Contact Target and tell them what happened. And your bank, I bet they can have money in your accounts within 24-48 hours. If you can’t survive that long without your credit cards then you made a mistake somewhere.
Unless you’re just a troll.
If someone used a Visa debit card, it is directly tied to their bank account. Telling her that she shouldn’t be relying on credit cards for her daily expenses is inaccurate. She may not even have a credit card. These crooks can clean out your whole bank account!
I think you’ll find that if you pay EMV enough, you can self-certify yearly.
Also, I’ve been through several PCI audits with different companies, and as a consutant, I find that I either have to keep silent or get fired. One big problem, as I see it, is that PCI auditors are at the mercy of in-house IT specialists when it comes to actually seeing what really exists.
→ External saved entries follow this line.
PR #9, opened 2021-02-03
Proved bft-lemma for one peer, one vote and completed IsValidQC

lisandrasilva:
Proved the well-known result that for `N` peers of which at most `f` are byzantine, for any two lists of at least `N - f` different peers, there is at least one honest peer in their intersection.
This can be a utility for someone trying to create an abstract `EpochConfig` for an implementation that assumes one peer, one vote. 

Also completed the hole in `IsValidQC` using `All-reduce` function.

### DIFF
--- a/LibraBFT/Abstract/BFT.agda
+++ b/LibraBFT/Abstract/BFT.agda
@@ -6,11 +6,479 @@
 open import LibraBFT.Prelude
 open import LibraBFT.Lemmas
 open import LibraBFT.Abstract.Types
+open import LibraBFT.Base.PKCS
 
-module LibraBFT.Abstract.BFT where
+
+module LibraBFT.Abstract.BFT
+  (authorsN  : ℕ)
+  (bizF      : ℕ)
+  (isBFT     : authorsN ≥ suc (3 * bizF))
+  (getPubKey : Fin authorsN → PK)
+
+
+
+ where
 
   -- This is a utility function to make it easy to provide the bft-assumption
   -- for the abstract EpochConfig by by assuming that at most bizF members are byzantine
   -- and that authorsN ≥ suc (3 * bizF) and that a list of Members is a quorum if it
   -- contains at least authorsN ∸ bizF distinct Members.
+
+ QSize : ℕ
+ QSize = authorsN ∸ bizF
+
+ -- The set of members of this epoch.
+ Member : Set
+ Member = Fin authorsN
+
+ Meta-dishonest? :  ∀ (m : Member) → Dec (Meta-Dishonest-PK (getPubKey m))
+ Meta-dishonest? m = Meta-DishonestPK? (getPubKey m)
+
+ module _  (bft-assumption : ∀ {xs : List Member} → IsSorted _<Fin_ xs
+                             → length (List-filter Meta-dishonest? xs) ≤ bizF)
+   where
+
+   intersectElem : List Member → Member → List Member
+   intersectElem [] y = []
+   intersectElem (x ∷ xs) y
+      with Fin-<-cmp x y
+   ... | tri< a ¬b ¬c = intersectElem xs y
+   ... | tri≈ ¬a b ¬c = y ∷ []
+   ... | tri> ¬a ¬b c = []
+
+   _∈?_ : (x : Member) → (xs : List Member) → Dec (Any (x ≡_) xs)
+   x ∈? xs = Any-any (x ≟Fin_) xs
+
+   intersect : List Member → List Member → List Member
+   intersect xs [] = []
+   intersect xs (y ∷ ys) = intersectElem xs y ++ intersect xs ys
+
+
+
+   unionElem : List Member → Member → List Member
+   unionElem [] y = y ∷ []
+   unionElem (x ∷ xs) y
+     with Fin-<-cmp x y
+   ... | tri< a ¬b ¬c = x ∷ unionElem xs y
+   ... | tri≈ ¬a b ¬c = x ∷ xs
+   ... | tri> ¬a ¬b c = y ∷ x ∷ xs
+
+   union : List Member → List Member → List Member
+   union xs [] = xs
+   union xs (y ∷ ys) = unionElem (union xs ys) y
+
+
+   intDiffElem : ∀ {slist} (xs : List Member)
+                 → (intS : IsSorted _<Fin_ slist)
+                 → (y : Member)
+                 → OnHead _<Fin_ y slist
+                 → IsSorted _<Fin_ (intersectElem xs y ++ slist)
+   intDiffElem [] slist y x = slist
+   intDiffElem (x ∷ xs) slist y yOH
+     with Fin-<-cmp x y
+   ... | tri< a ¬b ¬c = intDiffElem xs slist y yOH
+   ... | tri≈ ¬a b ¬c = yOH ∷ slist
+   ... | tri> ¬a ¬b c = slist
+
+
+   trans-OnHead : ∀ {xs : List Member} {y x : Member}
+          → OnHead _<Fin_ y xs
+          → x <Fin y
+          → OnHead _<Fin_ x xs
+   trans-OnHead [] x<y = []
+   trans-OnHead (on-∷ y<f) x<y = on-∷ (Fin-<-trans x<y y<f)
+
+   ++-OnHead : ∀ {xs ys : List Member} {y : Member}
+                      → OnHead _<Fin_ y xs
+                      → OnHead _<Fin_ y ys
+                      → OnHead _<Fin_ y (xs ++ ys)
+   ++-OnHead {[]} {ys} {y} xsOH ysOH = ysOH
+   ++-OnHead {x ∷ xs} {ys} {y} (on-∷ y<x) ysOH = on-∷ y<x
+
+   intElem-OnHead : ∀ {xs : List Member} {y x : Member}
+                    → x <Fin y
+                    → OnHead _<Fin_ x (intersectElem xs y)
+   intElem-OnHead {[]} {y} {x} x<y = []
+   intElem-OnHead {x₁ ∷ xs} {y} {x} x<y
+      with Fin-<-cmp x₁ y
+   ... | tri< a ¬b ¬c = intElem-OnHead {xs} x<y
+   ... | tri≈ ¬a b ¬c = on-∷ x<y
+   ... | tri> ¬a ¬b c = []
+
+   int-OnHead : ∀ {xs ys : List Member} {y : Member}
+         → IsSorted _<Fin_ (y ∷ ys)
+         → OnHead _<Fin_ y (intersect xs ys)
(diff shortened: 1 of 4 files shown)


mark-moir:
Thanks @lisandrasilva, nice work.  We should be able to accept this soon, but there are a few comments we would like you address first, please.

LibraBFT/Abstract/BFT.agda
```diff
@@ -6,11 +6,479 @@
...
+
+
+   span-hon : ∀ {xs dis hon : List Member} {x : Member}
+              → span Meta-dishonest? xs ≡ (dis , x ∷ hon)
+              → x ∈ xs ×  Meta-Honest-PK (getPubKey x)
+   span-hon {x₁ ∷ []} {dis} {hon} {x} eq
+     with Meta-dishonest? x₁
+   span-hon {x₁ ∷ []} {dis} {hon} {x} () | yes prf
+   span-hon {x₁ ∷ []} {[]} {[]} {x₁} refl | no ¬dis = here refl , ¬dis
+   span-hon {x₁ ∷ xs} {dis} {hon} {x} eq
```
mark-moir, line 429: There is a catchall warning here, because there is no reason why `xs` can't be `[]`, which is covered by the previous cases as well.  Generally, we like to avoid warnings unless there is a good (documented) reason, or at least a `TODO-n` comment with some explanation of why it's there, so hopefully someone can address it later.

However, looking closer at this proof to see if I could easily remove the warning, I found that the proof is not as readable as most of your proofs.  I made another proof that doesn't have any warnings, and is more readable (to me, at least), though it's not perfect.  I'm pasting it below, feel free to take it or modify it if you like.

A few things I did here:
* Factored out a generic version of the lemma I needed, which makes it less cluttered with application-specific noise, and potentially enables reuse in other contexts.  I think there are a number of your proofs that would benefit from similar treatment.  Sufficiently generic lemmas should go in `Lemmas.agda`.
* Made the induction mirror that of the definition of `span`.   I think this is a big part of the reason it's simpler.

```
   -- Surely there is a library property?  If not, this should go in Lemmas
   []≢a∷as : ∀ {ℓ : Level} {A : Set ℓ}{a : A}{as1 as2 : List A}
           → as1 ≡ [] → as1 ≡ a ∷ as2
           → ⊥
   []≢a∷as {as1 = []} refl ()

   span-correct-1 : ∀ {ℓ₁ ℓ₂ A}{P : Unary-Pred {ℓ₁} A ℓ₂}{P? : Unary-Decidable P}{xs rest : List A}{x}
                  → proj₂ (span P? xs) ≡ x ∷ rest
                  → x ∈ xs × ¬ (P x)
   span-correct-1 {P? = P?} {[]} ()
   span-correct-1 {P? = P?} {xs = x ∷ xs} eq
     with does (P? x) | Dec.proof (P? x)
   ...| false         | ofⁿ ¬p rewrite ∷-injectiveˡ eq = here refl , ¬p
   ...| true          | _
      with span P? xs | inspect (span P?) xs
   ...| (_ , [])      | _ = ⊥-elim ([]≢a∷as refl eq)
   ...| (_ , _ ∷ _)   | [ eq1 ] rewrite ∷-injectiveˡ eq
      = ×-map₁ there (span-correct-1 (cong proj₂ eq1))

   span-hon : ∀ {xs dis hon : List Member} {x : Member}
            → span Meta-dishonest? xs ≡ (dis , x ∷ hon)
            → x ∈ xs × Meta-Honest-PK (getPubKey x)
   span-hon = span-correct-1 ∘ (cong proj₂)
```

LibraBFT/Abstract/BFT.agda
```diff
@@ -6,11 +6,479 @@
...
+   ... | fst , [] | [ eq₁ ] = cong suc (span-dis {xs} eq₁)
+
+
+
+   find-honest : ∀ {xs : List Member}
+                    → IsSorted _<Fin_ xs
+                    → bizF + 1 ≤ length xs
+                    → ∃[ α ] (α ∈ xs × Meta-Honest-PK (getPubKey α))
+   find-honest {xs} sxs biz<
+     with span Meta-dishonest? xs | inspect (span Meta-dishonest?) xs
```
mark-moir, line 458: I am curious as to why you used `span` here.  I suspect this could be simpler, but am out of time to think more about how.  Easy to say, right :smile:.

LibraBFT/Abstract/BFT.agda
```diff
@@ -6,11 +6,479 @@
...
+  (authorsN  : ℕ)
+  (bizF      : ℕ)
+  (isBFT     : authorsN ≥ suc (3 * bizF))
+  (getPubKey : Fin authorsN → PK)
+
+
+
+ where
 
   -- This is a utility function to make it easy to provide the bft-assumption
```
mark-moir, line 22: Please update the comment to make clear that the purpose of the module is `bft-lemma` at the end.

mark-moir (changes requested):
This is nice work!  I've made a few comments that I think can help to improve it.  I am out of time for today, but I think it's worthwhile you revising this and I will review again.  Thanks.

LibraBFT/Impl/Consensus/Types/EpochDep.agda
```diff
@@ -147,7 +147,8 @@ module LibraBFT.Impl.Consensus.Types.EpochDep (𝓔 : EpochConfig) where
   record IsValidQC (qc : QuorumCert) : Set where
     field
       ₋ivqcVotesValid      : All (IsValidVote ∘ rebuildVote qc) (qcVotes qc)
-      ₋ivqcIsQuorum        : IsQuorum {!!}  -- TODO: extract list of abstract members using ₋ivqcVotesValid?
+      ₋ivqcIsQuorum        : IsQuorum (All-reduce ₋ivvMember ₋ivqcVotesValid)
+                             -- TODO: extract list of abstract members using ₋ivqcVotesValid?
```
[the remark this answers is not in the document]
lisandrasilva: Done!

LibraBFT/Abstract/BFT.agda
```diff
@@ -6,11 +6,479 @@
...
+
+ -- The set of members of this epoch.
+ Member : Set
+ Member = Fin authorsN
+
+ Meta-dishonest? :  ∀ (m : Member) → Dec (Meta-Dishonest-PK (getPubKey m))
+ Meta-dishonest? m = Meta-DishonestPK? (getPubKey m)
+
+ module _  (bft-assumption : ∀ {xs : List Member} → IsSorted _<Fin_ xs
+                             → length (List-filter Meta-dishonest? xs) ≤ bizF)
```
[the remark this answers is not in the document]
lisandrasilva: Done! I also changed the formatting everywhere in the file.

LibraBFT/Abstract/BFT.agda
```diff
@@ -6,11 +6,479 @@
...
+   pred-Fin (suc x) = x
+
+
+   head-Sort : ∀ {n x l} {xs : List (Fin n)} → IsSorted _<Fin_ (x ∷ xs)
+         → length (x ∷ xs) ≡ l → l ≤ n → toℕ x ≤ n ∸ l
+   head-Sort {suc zero} {zero} {suc zero} {[]} _ _ _ = z≤n
+   head-Sort {suc zero} {zero} {suc l} {zero ∷ xs} (on-∷ () ∷ sxs) l≡ _
+   head-Sort {suc (suc n)} {zero} {suc 0} {[]} sxs refl _ = z≤n
+   head-Sort {suc (suc n)} {suc x} {suc 0} {[]} sxs refl _ = s≤s (head-Sort ([] ∷ []) refl (s≤s z≤n))
+   head-Sort {suc (suc n)} {x} {suc (suc l)} {x₃ ∷ xs} (on-∷ x₁ ∷ sxs) l≡ p
```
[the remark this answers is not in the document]
lisandrasilva: Done! And I also simplified so we have one case less than we had before.

LibraBFT/Abstract/BFT.agda
```diff
@@ -6,11 +6,479 @@
...
+
+ module _  (bft-assumption : ∀ {xs : List Member} → IsSorted _<Fin_ xs
+                             → length (List-filter Meta-dishonest? xs) ≤ bizF)
+   where
+
+   intersectElem : List Member → Member → List Member
+   intersectElem [] y = []
+   intersectElem (x ∷ xs) y
+      with Fin-<-cmp x y
+   ... | tri< a ¬b ¬c = intersectElem xs y
```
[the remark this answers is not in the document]
lisandrasilva: Done.

LibraBFT/Abstract/BFT.agda
lisandrasilva: It can't be empty because we have `span Meta-dishonest? xs ≡ (dis , x ∷ hon)`, therefore `xs` must have at least `x`. 
I simplified a little, I thought we needed to prove the base case in order to do induction but we don't. Check if it's ok. But if you still prefer your solution I can change.

Regarding the warnings I am not getting them, we can check this out later.

LibraBFT/Abstract/BFT.agda
lisandrasilva: Done.

LibraBFT/Abstract/BFT.agda
lisandrasilva: It seemed simpler to me. An alternative would be: first prove that the `length (List-filter Meta-dishonest? xs) ≤ length xs` and then prove that if it's `_<_` then `∃[ α ] (α ∈ xs × Meta-Honest-PK (getPubKey α))`. Otherwise, that is, if `length xs ≡ length (List-filter Meta-dishonest? xs)` we get a contradiction using the bft assumption (as we have now). I need to prove 2 auxiliary lemmas anyway. But at the moment using the span was more intuitive to me.

LibraBFT/Abstract/BFT.agda
mark-moir: About the warning, you probably want to customize `agda2-highlight-catchall-clause-face` in emacs to make these warnings visible.

LibraBFT/Abstract/BFT.agda
mark-moir: That is how I would have approached it (but proving more general versions of those lemmas; in fact, the first one is in the library as `length-filter`).  But your new version of the proof of `span-hon` is much nicer and simpler (than both your initial version and my version I gave in feedback), so let's stick with this for now.

mark-moir: But can I ask you one more thing: put a `TODO-1` comment suggesting that the proof can likely be simplified and briefly describe what you (and I) said above?  Once you do that, I think we can merge.  Thanks!

lisandrasilva: Done! Thank you for the feedback!

mark-moir:
Great, thanks.  Merging!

I will say that while I’ve seen deception-by-omission, none of my clients have ever provided incorrect information to an auditor.
[quote]E.M.H.
While possible, that’s extremely unlikely. A business like Target wouldn’t have passed their PCI-DSS audits and scans had that been the case. And a business that large is required to undergo those audits – by an independent “Qualified Security Assessor” company, BTW – frequently, with the full audit being yearly and the system scans being quarterly.
[/quote]
Having worked in IT Security for about 10 years now… I can name many a customer who managed their own PCI Audits and pulled plenty of wool over the eyes of a “Qualified” SA, intentionally or not. Many of the QSA’s are there to collect a paycheck, fail to validate information provided and sometimes will let things slide because the evidence was obscure enough they didn’t dig further. Not to mention my favorite phrase, “Remediation list”, and its staggering scale of overlap to the “do not do this anywhere in the world unless you are a total moron” list.
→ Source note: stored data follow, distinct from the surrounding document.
PR #19, opened 2021-03-24
Proved postulates on System model

lisandrasilva:
Proved the following postulates on the `LibraBFT.Yasm.System`:
- `cheatStepDNMPeerStates`
- `msgs-stable`
- `sendMessages-target`
- `peersRemainInitialized`

In order to prove the last one I needed to add a new parameter to the `SystemParameters` which is a `Decidable` over `PeerId`. Actually, I think that this new parameter will also be useful for some other lemmas that we may need to prove in future.

### DIFF
--- a/LibraBFT/Yasm/Base.agda
+++ b/LibraBFT/Yasm/Base.agda
@@ -45,6 +45,9 @@ module LibraBFT.Yasm.Base
     -- Finally, messages must carry an epoch id and might have an author
     part-epoch  : Part → EpochId
 
+    -- A decidable over PeerId's
+    _≟Peer_ : ∀ (p₁ p₂ : PeerId) → Dec (p₁ ≡ p₂)
+
     -- Initializes a potentially-empty state with an EpochConfig
     init : PeerId → EpochConfig → Maybe PeerState → PeerState × List Msg
 
--- a/LibraBFT/Yasm/Base.agda
+++ b/LibraBFT/Yasm/Base.agda
@@ -32,6 +32,7 @@ module LibraBFT.Yasm.Base
   constructor mkSysParms
   field
     PeerId    : Set
+    _≟PeerId_ : ∀ (p₁ p₂ : PeerId) → Dec (p₁ ≡ p₂)
     PeerState : Set
     Msg       : Set
     Part      : Set -- Types of interest that can be represented in Msgs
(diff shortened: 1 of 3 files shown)


LibraBFT/Yasm/Base.agda
```diff
@@ -45,6 +45,9 @@ module LibraBFT.Yasm.Base
     -- Finally, messages must carry an epoch id and might have an author
     part-epoch  : Part → EpochId
 
+    -- A decidable over PeerId's
+    _≟Peer_ : ∀ (p₁ p₂ : PeerId) → Dec (p₁ ≡ p₂)
```
mark-moir, line 49: Funnily enough, just yesterday I did the same in the branch I am working on.  Could you move this to be the second parameter (right after `PeerId`), which will avoid a conflict with my similar change.  Also, please spell it like this:
```
  _≟PeerId_ : (p1 p2 : PeerId) → Dec (p1 ≡ p2)
```

LibraBFT/Yasm/System.agda
```diff
@@ -250,23 +251,38 @@ module LibraBFT.Yasm.System
...
-   sendMessages-target : ∀ {m : SenderMsgPair} {sm : SentMessages} {ml : List SenderMsgPair}
-                       → ¬ (m ∈ sm)
-                       → m ∈ (ml ++ sm)
-                       → m ∈ ml
+
+ msgs-stable : ∀ {e e'} {pre : SystemState e} {post : SystemState e'} {m}
+             → (theStep : Step pre post)
+             → m ∈ msgPool pre
+             → m ∈ msgPool post
+ msgs-stable (step-epoch _)   m∈ = m∈
```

Historical favorite examples from this list of overlaps… Some of these large organizations…
1. Organization running packet captures of the entire network outside of “normal business hours” to identify odd applications running. This organization ran a web front end from this network, and was capturing all data related to online transactions. Nightly captures were sent to an internal FTP. That FTP was also available over the internet, and with right credentials you could download those captures…
2. CC information being transmitted from 1 application to another over a “VPN” in plaintext. VPN had no encryption set for phase 2 and DES only for phase 1. Negotiation was also set to aggressive, so it might have well been unencrypted.
3. Organization tied to a large online shopping community with TONS of CC information passing through it… they ran a properly secured honeypot network at some point in time historically. Then someone moved the honeypot server to the wrong network, and the infections it contained… 2 years later someone noticed it…
All these customers were PCI-DSS compliant, and when discovered they were “Remediation Items”. Depending on if the QSA actually used his brain or eyes, these might have not even made it that far. PCI-DSS is starting to mean less and less. Hopefully these QSA’s and organizations requiring these standards will step it up with the adoption of PCI-DSS 3.0.
Most likely through sql injection.
I highly doubt it was SQL injection. This was clearly the work of a group that understands network vulnerabilities and intrusion.
They stayed undetected for quite awhile too. Since this was a MITM attack there is no doubt in my mind that the track data was being passed clear text inside the network.
It should have been encrypted at the device and left that way until it reached the gateway (external to target’s network).
Worse yet would be that it wasn’t clear text and the attackers found the decryption key on some servers, but that’s unlikely with how large Target is and complying with PCI audits.
Zero day vulns could be included too, hence going undetected for so long.